Google caught ‘red-handed’ using stolen Genius lyrics: lawsuit
Music

Google caught ‘red-handed’ using stolen Genius lyrics: lawsuit

The song lyrics platform Genius is suing Google after catching the search giant “red-handed” publishing text cribbed from its website.

The Brooklyn-based firm is seeking at least $50 million in combined damages from Google and LyricFind, the Canadian company that allegedly provided the stolen lyrics placed in information boxes at the top of Google searches.

Genius says its web traffic — a key source of revenue — suffers when such boxes appear above its own webpages in search results.

Google and LyricFind “have been caught red-handed misappropriating content from Genius’s website, which they have exploited — and continue to exploit — for their own financial benefit and to Genius’s financial detriment,” says the Brooklyn Supreme Court complaint filed Tuesday, which also calls the companies’ practices “anticompetitive.”

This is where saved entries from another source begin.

PR #97, opened 2026-08-12
Feature/add video tx

### LINKED ISSUE #96: [FEATURE] Display radio video out in browser
## What would you like YWC to do?

Recent Yaesu radios provide a DVI-D video output intended for an external monitor. A USB video-capture device can be connected to this output, allowing the radio’s front-panel display to be digitised and made available to the browser.

_At this stage, this is primarily an expression-of-interest feature request rather than a fully specified implementation proposal. I am mainly trying to determine whether there is sufficient interest from other users and contributors in having the radio’s external display available inside Yaesu Web Control._ 

## Why is this useful?

This would complement the existing CAT-based remote-control functionality and provide visual feedback when operating the radio remotely.

Yaesu Web Control already provides browser-based transceiver control and real-time spectrum/waterfall functionality when an SDR is available. The requested feature would add the radio’s actual display as an optional browser view, specially in scenarios where a SDR does not exist.

### Low-cost implementation
The hardware required for this feature is relatively inexpensive and widely available. A typical setup would only require:

- A DVI-D-to-HDMI cable compatible with the radio’s video output.
- An HDMI-to-USB video-capture device connected to the computer running Yaesu Web Control.

## Are there any references?

- Yaesu DVI-D to HDMI. Investigation - https://www.youtube.com/watch?v=dtlziYEsXxE
- Capturing yaesu video - https://www.youtube.com/watch?v=1EY7m5e91TI

## Which radio(s) and operating mode(s) would benefit?

- FT-710
- FTDX10
- FTDX101D
- FTDX101MP

Notes: Am wondering if this is something that wou

fabiojvalente:
## Summary
- Adds **Radio Display**: capture from a USB webcam or HDMI capture dongle and stream it to the browser as MJPEG (`/api/video/stream`).
- Capture opens on the first viewer and releases when the last viewer disconnects. Device, FPS (15 / 30 / 40 / 60), max width, and JPEG quality persist in settings; device and FPS can also be changed from the Index panel.
- Index card plus a dedicated `/RadioDisplay` page (fit, fullscreen, pop-out). Device enumeration covers Windows/macOS and Linux (`/sys/class/video4linux`); Docker maps `/dev/video*` and the video group.

## Test plan
- [x] Enable Radio Display in Settings, pick a capture device, confirm Index panel and `/RadioDisplay` show a live stream.
- [x] Change device and FPS from the Index controls; confirm they persist and the stream restarts.
- [x] Fit / fullscreen / pop-out behave as expected; stream stops when all viewers close.
- [x] Disable Radio Display in Settings → stream and device APIs return 403.
- [x] Linux/Docker: `/dev/video*` mapped and video GID set; devices list and stream work.
- [x] No capture device / unplug while streaming → status/error is shown without crashing the host.


mm5agm:
Tested on Windows 11, .NET 10, with an MS2109 HDMI capture dongle (`VID_534D&PID_2109`) on an FTdx101MP. Branch at `50bb40e`.

**The good news first:** once running, it works well. Streaming held **800×600 at 15.0–15.1 fps** against a 15 fps target, rock steady across repeated samples — the dongle honoured the requested size exactly, so no downscale was needed. The radio's screen is perfectly readable in the browser. Unplugging the dongle correctly emptied the device list, set `status: disconnected` with a sensible error, and left CAT control completely unaffected — I could still change bands with video down.

But there are five Windows-specific problems, and I think three of them are structurally invisible on macOS.

---

## 1. Critical — reloading the page while streaming crashes the whole process

Repro: start streaming, then press **Ctrl+F5**.

```
Fatal error. 0xC0000005
   at OpenCvSharp.Internal.NativeMethods.videoio_VideoCapture_delete(IntPtr)
   at OpenCvSharp.VideoCapture.DisposeUnmanaged()
   at OpenCvSharp.DisposableObject.Dispose()
   at Yaesu_Web_Control.Services.Video.VideoDeviceEnumerator.ProbeIndices(...)
   at Yaesu_Web_Control.Services.Video.VideoDeviceEnumerator.ListDevices()
   at Yaesu_Web_Control.Controllers.VideoController.ListDevices()
   ...
   at Microsoft.AspNetCore.Server.Kestrel.Core.Internal.Http.HttpProtocol+<ProcessRequests>
```

Process exit code 5.

The page load asks for the device list. `ProbeIndices` opens and disposes a `VideoCapture` on every index 0–15, including the index the capture loop is streaming from right then. Disposing that contended DirectShow handle faults in native OpenCV.

The reason this is critical rather than cosmetic: **0xC0000005 is a native access violation, so the `try`/`catch` in `ProbeIndices` cannot catch it.** The CLR fails fast and the entire host goes with it — CAT, SignalR, the tray app, everything. The video subsystem is otherwise nicely isolated (see the unplug result above), but this bypasses that isolation completely.

Suggested fix: never probe an index that the capture service currently has open. Either share a lock between `VideoDeviceEnumerator` and `VideoCaptureService`, or have the enumerator skip the active index and have `VideoController` splice that entry in from the capture service's own known-good state.

## 2. Blocker — the branch does not compile on Windows

```
Services\Video\VideoCaptureService.cs(257,60): error CS0104:
'Size' is an ambiguous reference between 'System.Drawing.Size' and 'OpenCvSharp.Size'
```

YWC's `net10.0-windows` target sets `UseWindowsForms=true`, and WinForms projects get an implicit `global using System.Drawing`, which collides with `OpenCvSharp.Size`. You won't see this on macOS because that global using isn't there.

One-line fix, safe on all platforms — add to the top of `VideoCaptureService.cs`:

```csharp
using Size = OpenCvSharp.Size;
```

I applied this locally to do the rest of the testing.

This one argues for adding a **Windows CI build** to the workflow before merge — it would have caught this on its own, and the project ships primarily to Windows users.

## 3. Bug — capture loop wedges at `connecting` after a replug

After unplugging the dongle for a few minutes and plugging it back in, the panel stuck on `Connecting`, showing `Index:0 (not present)`, and never recovered on its own.

Evidence it was the app and not the hardware:

- Capture retries (three backend attempts each, every 2 s) ran from t=604 s to **t=803 s, then stopped permanently**.
- A later enumeration logged **15 warnings across 16 probes** — one index opened silently, i.e. the dongle was available and openable the whole time.
- Status sat at `connecting`, `error: null`, `viewers: 1`, with no open attempts being made at all.
- `POST /api/video/device` (i.e. reselecting the device in the panel) recovered it to `streaming` in under 4 seconds.

So the device was fine and the loop simply wasn't trying. A shorter unplug/replug *did* self-heal, so the trigger isn't the unplug duration.

I'm not certain of the mechanism. One candidate is the viewer-count gate: `CaptureLoopAsync` sets `connecting` and then gates on `_sessions.ViewerCount > 0` (line 184), while `StartLoop` early-returns if the previous task hasn't completed (lines 150–151) — a page reload momentarily drops viewers to zero, which could leave the status set but no loop running. But the same device contention behind finding 1 could equally explain it, so please treat that as a hint rather than a diagnosis.

Workaround for anyone testing: reselect the device in the panel dropdown.

## 4. Minor — no friendly device names on Windows

Every device shows as `Camera 0`, `Camera 1`, … because `ListDevices` passes `ReadEmptyNames()` on the Windows path, while Linux reads v4l2 names and macOS shells out to ffmpeg. With a webcam and a capture dongle both plugged in there's no way to tell which is the radio.

Windows can supply the name — this returns `USB Video` for my dongle:

```powershell
Get-PnpDevice -Class Camera -Status OK | Select-Object FriendlyName, InstanceId
```

The catch is mapping a PnP entry to an OpenCV index; DirectShow enumeration order usually matches, but it isn't guaranteed. Since the label already carries `(#N)`, a best-effort name plus the index would still be a clear improvement over `Camera 0`.

## 5. Nit — stale numbers on the disconnected banner

After unplug the panel reads `Disconnected: 800x600 @ 15.1fps` in white-on-red. `/api/video/status` keeps `width`, `height` and `fps` at their last-good values while `status` is `disconnected`, so it reads as though it's still streaming. Zeroing them on disconnect (as `StopLoop` already does for the frame buffer) would match what `width: 0` already does in the `connecting` state.

---

Happy to open a PR against your branch with the fix for 2, and to retest 1 and 3 once you've had a look. Let me know which way you'd rather take the enumerator fix and I'll try it here against real hardware.

fabiojvalente:
@mm5agm what commit did you test on ?

What you describe should've been fixed on the latest one

mm5agm:
Correction to one detail above, since it would give you a misleading picture of the size negotiation.

I said the dongle "honoured the requested size exactly" at 800×600. That was true of the first session, but not in general. After restarting the app and replugging the dongle into a different USB port, the same `cap.Set(FrameWidth, 800)` / `cap.Set(FrameHeight, 600)` request came back as **720×576**:

```json
{"status":"streaming","width":720,"height":576,"fps":15.1,"viewers":2,
 "maxWidth":800,"targetFps":15,"jpegQuality":65}
```

Same dongle, same settings, same code — just a different USB port and a fresh process. So on Windows/DirectShow the size really is best-effort, as your comment on that line says, and it can land on a different format between sessions. Both 800×600 and 720×576 were perfectly readable for the radio's screen, and frame rate held at 15.1 fps either way, so this isn't a problem in itself — I just don't want to leave you thinking 800×600 is reliably negotiated when it isn't.

One incidental positive while I'm here: after the crash in finding 1, restarting the app resumed streaming automatically from the persisted `VideoDisplayEnabled` / `VideoCaptureDeviceKey` settings as soon as a browser reattached. No reconfiguration needed.

fabiojvalente:
@mm5agm please check the latest commit as I forgot to push 🤦‍♂️ 

`36f0d4c6b4cf09849c1662acd92f05380b0ae6dd`

mm5agm:
First, a correction on my side: I tested **`50bb40e`**, and `36f0d4c` (11 Aug) is already an ancestor of it — so my report was against code that included the commit you pointed me at. What I *hadn't* got were the two you pushed at 14:24 today, `90a43d5` and `6812e07`. I've now retested on `6812e07`.

Two are fixed, one has changed shape into something I think is worse, and two are still open.

## ✅ 1. Crash on device enumeration — fixed, verified

`ListDevices(allowProbe: !_capture.IsCapturing)` plus the `OpenDeviceIndex` fallback does the job. I hit `GET /api/video/devices` repeatedly while streaming — the exact call that killed the process before — and the host stayed up with the stream uninterrupted. I also re-ran the original user-level repro, **Ctrl+F5 while streaming**, and it no longer crashes. Nice fix, and `WindowsDshowDevices` binding to property bags without opening the graph is the right way round.

## ✅ 2. Windows build break — fixed, verified

`new OpenCvSharp.Size(...)` resolves it. Builds clean on `net10.0-windows` with my local patch removed. I'd still suggest a Windows CI job so this class of thing can't reach a reviewer again.

## ❌ 3. Regression — unplug is no longer detected at all

This is the one I'd look at first. At `50bb40e` an unplug was reported within seconds as `disconnected` with a sensible error. At `6812e07` it isn't detected at all:

```
15:42:48  status=streaming  800x600 fps=1  err=
15:43:20  status=streaming  800x600 fps=1  err=
15:44:00  status=streaming  800x600 fps=1  err=
```

Over a minute with the dongle physically unplugged, still reporting `streaming`, `error: null`. The panel showed no picture the whole time — so the app reports healthy while displaying nothing, which is harder for a user to act on than the old honest `disconnected`.

Cause looks like the empty-frame heuristic:

```csharp
if (!cap.Read(frame) || frame.Empty()) { emptyStreak++; ... }
emptyStreak = 0;
```

`cap.Read()` keeps returning success with a non-empty frame after the device is gone — DirectShow hands back stale frames rather than failing — so `emptyStreak` resets every pass and `EmptyFrameGiveUp` never trips. The `fps=1` reading fits: frames still "arrive", just slowly.

Why it used to work: the error at `50bb40e` was `"Could not open capture device index 0."`, which comes from the *open* path, not the empty-frame path. That loop broke out and failed on reopen; this one never breaks out.

**It also doesn't recover when you plug it back in.** 30 s after replugging it was still `fps=1`, still `streaming`, still no picture — because the loop never exits, it never reopens. `POST /api/video/device` (reselecting in the panel) recovers it to a healthy 800×600 in about 6 s, so that's still the workaround.

`frame.Empty()` may just be the wrong detector for UVC/DirectShow. A wall-clock watchdog on the last *changed* frame, or treating a sustained collapse in measured FPS against target as a disconnect, would catch what this misses.

## ❌ 4. Friendly names — code is there, but returns nothing here

`WindowsDshowDevices.ListFriendlyNames()` appears to come back empty on my machine: the dropdown still shows `Camera 0  640×480`, and the `allowProbe: false` path falls through to `_cache` rather than the named list.

The name is definitely available from Windows — for the same dongle:

```
FriendlyName : USB Video
InstanceId   : USB\VID_534D&PID_2109&MI_00\7&35A07035&0&0000
```

So it looks like the COM enumeration isn't returning monikers rather than the names being absent. Possibly apartment state on the request thread, or `CreateClassEnumerator` returning `S_FALSE` (1) — worth noting the `hr != 0` check treats `S_FALSE` as failure, which is correct for "no devices" but would also mask a category mismatch. Happy to add logging and tell you exactly what it returns here if that helps.

## ❌ 5. Stale numbers on the disconnected banner — still open

The three `SetStatus("disconnected")` sites still don't clear `_frameWidth`/`_frameHeight`. Largely academic while finding 3 stands, since it never reaches `disconnected` on an unplug anyway.

## ❌ 6. New — the panel never reconnects the stream after an interruption

Once the capture loop had been recovered and the server was demonstrably streaming again, the browser panel still showed nothing. That turned out not to be a server problem at all — pulling `/api/video/stream` directly gave **5.4 MB across 313 chunks in 6 seconds**, with sampled chunks distinct, so real changing frames were going out the whole time.

The panel's `` MJPEG connection dies with the capture interruption and is never re-established. The server restarts the stream underneath it, but the client doesn't reconnect and there's nothing in the UI to say so — you're left looking at a blank panel while `/api/video/status` says `streaming`. A hard reload brings the picture straight back.

Worth an `onerror`/`onstalled` handler on the image that re-attaches the stream (with a backoff), so a transient capture problem doesn't need a manual page reload to clear.

---

## Minor observation

Throughput is a little down: `50bb40e` held 15.0–15.1 fps against a 15 target, `6812e07` sits at 12.8. Same dongle, same settings, same 800×600. Not a problem at these rates and it may well be measurement noise across a restart, but flagging it in case the stability changes cost something in the read loop.

Everything else from the first pass still holds — 800×600 is readable, CAT control is unaffected by video trouble, and two browser sessions share a single capture loop correctly.

fabiojvalente:
Thanks @mm5agm — this was a really useful report. Branch has been rebased onto current `develop`, so the SHAs you cited have moved; the behaviour below is on the current tip (`e3a6c70`). The crash and the Windows build were already in good shape on your pass. 3–6 have been addressed since the commit you tested (`c4c05ba`, was `6812e07`). Could you re-run those on this build?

Genius’s allegations against Google first came to light in June, when the Wall Street Journal detailed how the site concluded its lyrics were being lifted.

Genius created a subtle typographical watermark to check whether lyrics appearing in Google searches were identical to those on Genius’s platform. The test embedded an alternating pattern of “curly” and “straight” apostrophes in the text of lyrics that spells the word “REDHANDED” when translated into Morse code, the lawsuit says.

Genius says it put the watermark on 271 songs for which Google provided information boxes when users searched for lyrics. Some 116 of those, or 43 percent, “showed clear evidence of matching” the pattern, according to the complaint.

Google told Genius that allegedly stolen verses came from LyricFind, which licenses lyrics for display on the internet, the suit says. Google has said it does not scrape websites for lyrics that appear in search results but rather licenses them from third-party companies.

But Genius alleges there was an effort to hide the copying of lyrics after the practice drew bad publicity.

After noticing the apostrophe pattern had disappeared from information boxes, Genius says it devised a new watermark in August using two different space characters that computers, but not humans, can tell apart. The company found that watermark in lyrics boxes that were missing the “REDHANDED” apostrophes, the lawsuit says.

“Google’s knowing placement of lyrics Information Boxes containing content misappropriated from Genius’s website despite Google’s own professed disfavoring of copied content is deceptive and anticompetitive,” Genius says in the complaint.

The suit accuses both Google and LyricFind of violating Genius’s terms of service by copying, selling, distributing or modifying content from its site since at least 2016.

LyricFind CEO Darryl Ballantyne said the company has not been in touch with Genius since June and has not been served with the complaint. “From what we’re reading online, it is completely frivolous and without merit,” Ballantyne said in an email.

In response to the lawsuit, a Google spokeswoman pointed to a June blog post in which the company pledged to note the source of lyrics in its search results.

“We always strive to uphold high standards of conduct for ourselves and from the partners we work with,” group product manager Satyajeet Salgar wrote in the post.